A limitation is the rather homogeneous study population as the novices only involved medical students from a single university and the experts only involved radiologists from one radiology department. The homogeneity may lead to more consistent results but at the cost of generalizability across a more diverse group of learners with different levels of prior ultrasound knowledge and experience. Using groups that are homogenous and far apart (expert-novice comparisons) is a limitation to the validity argument. Yet, we used these comparisons to sort out metrics that failed to discriminate under the assumption that if they failed to discriminate when the differences were large, they will likely also fail to discriminate between small differences in performance.
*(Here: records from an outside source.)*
PR #2050, opened 2026-02-13
Add pr forward command to git-obs

fwag:
Automates the workflow of forwarding sources from one branch to another (e.g., Factory to Leap/SLFO) via a PR.

The command handles:
   - Automatic forking of the target repository if it doesn't exist.
   - Smart workspace detection and cloning.
   - Syncing the target branch with upstream.
   - Merging the source branch using the 'theirs' strategy.
   - Cleaning up files not present in the source branch to ensure a clean forward.
   - Optimized LFS fetching for specific incoming commits.
   - Force pushing the synchronized state to the fork and opening the Pull Request.

### DIFF
--- a/osc/commands_git/pr_forward.py
+++ b/osc/commands_git/pr_forward.py
@@ -183,27 +183,28 @@ class PullRequestForwardCommand(osc.commandline_git.GitObsCommand):
             forward_branch = f"for/{target_branch}/forward-{source_commit_sha}"
             print(f"Using forward branch on fork: {forward_branch}", file=sys.stderr)
 
-            # Optimize LFS fetch: fetch only objects for new commits
-            # We identify commits in source_ref that are not in target_branch
-            # and fetch LFS objects for them from the appropriate remote.
-            print(f"Fetching LFS objects from {source_remote} for incoming commits ...", file=sys.stderr)
+            if args.mode not in ["sync"]:
+                # Optimize LFS fetch: fetch only objects for new commits
+                # We identify commits in source_ref that are not in target_branch
+                # and fetch LFS objects for them from the appropriate remote.
+                print(f"Fetching LFS objects from {source_remote} for incoming commits ...", file=sys.stderr)
 
-            try:
-                # Get list of commits unique to source_branch that are not in target_branch
-                commits = git._run_git(["rev-list", f"{source_remote}/{source_branch}", f"^{source_remote}/{target_branch}"]).splitlines()
+                try:
+                    # Get list of commits unique to source_branch that are not in target_branch
+                    commits = git._run_git(["rev-list", f"{source_remote}/{source_branch}", f"^{source_remote}/{target_branch}"]).splitlines()
 
-                if commits:
-                    print(f" * Found {len(commits)} commits to fetch LFS objects for.", file=sys.stderr)
-                    # Loop through commits as requested
-                    for commit in commits:
-                        print(f"   Fetching LFS for commit {commit} ...", file=sys.stderr, end="\r")
-                        git._run_git(["lfs", "fetch", source_remote, commit])
-                    print("", file=sys.stderr)  # Newline after progress
-                else:
-                    print(" * No new commits to fetch LFS objects for.", file=sys.stderr)
-            except subprocess.CalledProcessError as e:
-                # Fallback or ignore if LFS fails/missing
-                print(f"LFS fetch warning: {e}", file=sys.stderr)
+                    if commits:
+                        print(f" * Found {len(commits)} commits to fetch LFS objects for.", file=sys.stderr)
+                        # Loop through commits as requested
+                        for commit in commits:
+                            print(f"   Fetching LFS for commit {commit} ...", file=sys.stderr, end="\r")
+                            git._run_git(["lfs", "fetch", source_remote, commit])
+                        print("", file=sys.stderr)  # Newline after progress
+                    else:
+                        print(" * No new commits to fetch LFS objects for.", file=sys.stderr)
+                except subprocess.CalledProcessError as e:
+                    # Fallback or ignore if LFS fails/missing
+                    print(f"LFS fetch warning: {e}", file=sys.stderr)
 
             # Checkout forward branch (tracking upstream/target_branch)
             print(f"Creating/resetting forward branch '{forward_branch}' from 'upstream/{target_branch}'", file=sys.stderr)


osc/commands_git/pr_forward.py
```diff
@@ -0,0 +1,278 @@
...
+                except Exception:
+                    pass
+                source_ref = f"upstream/{source_branch}"
+
+            # Optimize LFS fetch: fetch only objects for new commits
+            # We identify commits in source_ref that are not in target_branch
+            # and fetch LFS objects for them from the appropriate remote.
+            lfs_remote = "source" if source_url else "upstream"
+            print(f"Fetching LFS objects from {lfs_remote} for incoming commits ...", file=sys.stderr)
+
```
AdamMajer: If the repo from source to target is the same (different branch), there should be no need to move LFS objects around.

fwag: In this case, there are two repositories: the user's forked repository and the pool repository. Normal users cannot create a PR in pool because they don't have the right permissions.

osc/commands_git/pr_forward.py
```diff
@@ -0,0 +1,278 @@
...
+        upstream_owner, upstream_repo = args.owner_repo
+        source_branch = args.source_branch
+        target_branch = args.target_branch
+        source_url = args.source_url
+
+        # Fork if not exists
+        print(f"Checking fork for {upstream_owner}/{upstream_repo} ...", file=sys.stderr)
+        try:
+            fork_obj = gitea_api.Fork.create(self.gitea_conn, upstream_owner, upstream_repo)
```
janvhs, line 82: It think it could be helpful to either postfix the repository name with _git-obs-forward_, like _gnuplot-git-obs-forward_, or don't do that and create special branches, like _factory-git-obs-forward_. This way there is less conflict potential between already existing forks.

These forks or branches can be reset without the fear of losing other work a user potentially did.

I'm not sure if this is a problem, but I might work on a fork on the factory branch to update a package from say version 3 to 4 and want to submit this to openSUSE later.

In the meantime, I need to upstream the released state of factory to Leap or SLFO, so this script would (I did not validate this) reuse my factory branch, which has development commits, and use it to submit to Leap/SLFO. This would lead to wrong commits going into Leap/SLFO.

Using special naming convention for branches, we could delete the existing branch beforehand (maybe prompt user or have a force flag?) and therefore make sure only the commits we actually want to have land into Leap/SLFO.

Does this thought make sense?

osc/commands_git/pr_forward.py
```diff
@@ -0,0 +1,278 @@
...
+            title = args.title or f"Forward {source_branch} to {target_branch}"
+            description = args.description or f"Automated forward of {source_branch} to {target_branch} using git-obs."
+            
+            if args.dry_run:
+                print(f"[DRY RUN] Would create PR: {title}", file=sys.stderr)
+                return
+
+            print("Creating Pull Request ...", file=sys.stderr)
+            try:
+                pr_obj = gitea_api.PullRequest.create(
```
janvhs, line 318: Would it be possible to have an `${EDITOR}` open, so one can refine the commit message? `osc` does this when creating requests and often time one wants to add details like _"closes # `${ISSUE}`"_ or write a proper commit message. The latter doesn't really work, when passing a string to a parameter.

osc/commands_git/pr_forward.py
```diff
@@ -0,0 +1,278 @@
...
+            # Case B: args.workdir contains the repo (args.workdir/repo/.git)
+            elif os.path.isdir(os.path.join(args.workdir, fork_repo, ".git")):
+                repo_dir = os.path.join(args.workdir, fork_repo)
+            # Case C: args.workdir is a parent dir, repo doesn't exist yet -> create args.workdir/repo
+            else:
+                repo_dir = os.path.join(args.workdir, fork_repo)
+                if not os.path.exists(repo_dir):
+                    os.makedirs(repo_dir)
+        else:
+            repo_dir = tempfile.mkdtemp(prefix="git-obs-forward-")
```
janvhs, line 118: Users using git's path based configuration features to override their git email with their work email might want to include something like this in their gitconfig. Maybe that can be documented somewhere?

```gitconfig
[includeIf "gitdir:/tmp/git-obs-forward-*/"]
  path = ~/.config/git/suse
```

osc/commands_git/pr_forward.py
fwag: If your "factory" branch is out of sync between your local git and the remote fork, git will block your push. That's why I added the --force parameter. In any case, using a temporary branch is a good idea.

osc/commands_git/pr_forward.py
fwag: ok added --edit, commit message is automatically created from PR title and PR description

janvhs:
Don't really have a repo to test the new changes on, but the changes look good to me.

Linking the branch name with the commit sha means that you can't reuse an already open PR, which I know my colleagues did in the past, but I'm not sure whether that's wanted anyways, nor am I a maintainer here :^)

osc/commands_git/pr_forward.py
```diff
@@ -0,0 +1,369 @@
...
+            "-e", "--edit",
+            action="store_true",
+            help="Open an editor to edit the pull request title and description.",
+        )
+        self.add_argument(
+            "--allow-unrelated-histories",
+            action="store_true",
+            help="Allow merging unrelated histories",
+        )
+
```
AdamMajer, line 69: Please don't forget to add the "--merge" as an option. Creating a PR directly from the source branch to target branch without a merge commit on top should be default.

osc/commands_git/pr_forward.py
```diff
@@ -0,0 +1,369 @@
...
+                             }: Aborting due to empty title.", file=sys.stderr)
+                    sys.exit(1)
+
+                # remove blank lines between title and body
+                while lines and not lines[0].strip():
+                    lines.pop(0)
+
+                description = "\n".join(lines).strip()
+
+            # Merge Source Branch (Theirs)
```
AdamMajer: like above, all this IFF --merge only please.

osc/commands_git/pr_forward.py
```diff
@@ -0,0 +1,369 @@
...
+                print(f"Removing {len(files_to_remove)} files not present in {source_branch} ...", file=sys.stderr)
+                # Batching git rm to avoid command line length limits
+                chunk_size = 100
+                for i in range(0, len(files_to_remove), chunk_size):
+                    chunk = files_to_remove[i: i + chunk_size]
+                    git._run_git(["rm", "-f", "--"] + chunk)
+
+                git.commit(f"Clean files not present in {source_branch}")
+            else:
+                print("No extra files to clean.", file=sys.stderr)
```
AdamMajer:
```
git merge --no-ff --no-commit -X theirs PR_HEAD_SHA
git read-tree -m PR_HEAD_SHA
git commit -m ..
git clean -fxd
```

The git-read-tree write into the index the info from that other Head and the extra files from current checkout become untracked. Hence need to clean after Merge. But then you no longer need to compare files ... especially since that would ahve to be done recursively.

dmach: `git read-tree -u -m <ref>` includes the clean step

hramrach:
> > And how do you expect to merge Factory into other branch if the source revision is not updated?
> 
> It feels wrong to me to have a `revision` element in the slfo-main branch that points to `factory` in the source repo.
> 
> I ususally have separate branches for slfo-main and factory in the source repo. More often than not, they point to the same commit, but they don't have to.

This is for the case when you want a branch (git reference) other than factory to point to the same commit, or atleast same content as factory. When that's not what you are looking for you should look elsewhere.

AdamMajer:
We probably could use `git read-tree --reset -u OTHER` when reading the other branch.

osc/commands_git/pr_forward.py
AdamMajer: `git read-tree -u --reset <ref>` may be better option, as no merging is done.

I guess we are trying to emulate `git merge -s theirs` while it doesn't exist.

fwag:
This PR did not consider Martin's use case. The purpose of this PR was mainly to report the exact state of one branch in another. In any case, let's see if we can find a common ground.

mwilck:
> If that was the case there would be nothing to do.

I was using [your words](https://github.com/openSUSE/osc/pull/2050#issuecomment-3946068938). But I should have added "or the same content", like you did.

AdamMajer:
https://src.opensuse.org/git-workflow/autogits/pulls/131

So, keep in mind, we do not always want to merge. It's project dependent. When Leap swtiches from 16.0 to 16.1 and has some maintenacne updates, PR from factory should probably switch history to factory branch instead of merging it on top. Merging decision should be maintainer *and* project specific here, so ideally, not by default, and one size fits all approach.

Source remote URL is not guaranteed to stay as-is. Only in pool. But if we have it in pool, then it's already in history, which means commit message just duplicates the information for no reason.. The only reason to have a commit message like this is when reading in a tree based on another commit and not doing a merge. But keeping history is cheap, so why discard it?

hramrach:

The participants were given an upper time limit of 70 min for the pretest, which may have compromised the performance of the novices making them perform worse than expected. Furthermore, a simulator instructor sat next to the participant during all testing which may have given the participant a feeling of being monitored, although this also ensured high consistency in data collection and data integrity. The radiologists may also have been unaccustomed to the feeling of being evaluated and this could cause them to underperform compared with when performing ultrasound examinations in clinical practice (negative transfer). On the other hand, having access to the 3D illustration in the extra screen may have enabled the novices to navigate better than only having access to the 2D ultrasound image and we may thereby have overestimated their performance. Finally, a few of the radiologists stated that a number of the tasks in the test did not align with the normal workflow and focus areas during clinical ultrasound examination, which was expected given the natural gap in fidelity between ultrasound simulation and real ultrasound examinations. An added challenge is that the simulation task will never align perfectly with clinical task, in our case for instance by the absence of Doppler imaging or the inability to compress tissue with the probe in the simulated setting.

Conclusion

This study collected validity evidence for simulation-based assessment of upper abdominal ultrasound examinations, which is the basis for competency-based training such as mastery-learning. Future studies should examine how much training is needed for novices to attain expert level performance in performing upper abdominal ultrasound as well as determine its impact on subsequent clinical performances.